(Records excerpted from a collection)
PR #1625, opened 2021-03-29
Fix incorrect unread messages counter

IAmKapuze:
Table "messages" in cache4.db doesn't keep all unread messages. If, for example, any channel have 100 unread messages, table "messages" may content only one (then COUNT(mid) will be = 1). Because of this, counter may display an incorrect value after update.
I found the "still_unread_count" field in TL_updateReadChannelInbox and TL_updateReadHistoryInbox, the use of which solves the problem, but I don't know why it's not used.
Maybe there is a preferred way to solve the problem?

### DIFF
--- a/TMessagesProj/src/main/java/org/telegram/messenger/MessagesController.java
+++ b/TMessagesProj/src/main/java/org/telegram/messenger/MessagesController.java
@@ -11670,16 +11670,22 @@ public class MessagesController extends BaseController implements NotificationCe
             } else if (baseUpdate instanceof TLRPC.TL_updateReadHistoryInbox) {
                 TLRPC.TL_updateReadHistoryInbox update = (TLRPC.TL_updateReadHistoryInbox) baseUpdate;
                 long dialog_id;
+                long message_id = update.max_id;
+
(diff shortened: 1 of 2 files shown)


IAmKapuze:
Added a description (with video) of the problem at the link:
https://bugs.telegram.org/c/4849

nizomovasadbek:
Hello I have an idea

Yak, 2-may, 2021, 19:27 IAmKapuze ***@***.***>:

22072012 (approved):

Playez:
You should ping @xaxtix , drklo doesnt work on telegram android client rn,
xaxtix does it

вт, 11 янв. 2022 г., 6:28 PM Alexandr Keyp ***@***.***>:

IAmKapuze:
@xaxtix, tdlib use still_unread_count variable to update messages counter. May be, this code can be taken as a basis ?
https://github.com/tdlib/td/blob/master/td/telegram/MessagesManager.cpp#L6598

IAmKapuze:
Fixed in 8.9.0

[Work instructions]:
Of the entries above, how many lines hold the word "MessagesController"? Give back only that number.

[Solved exercise]:
3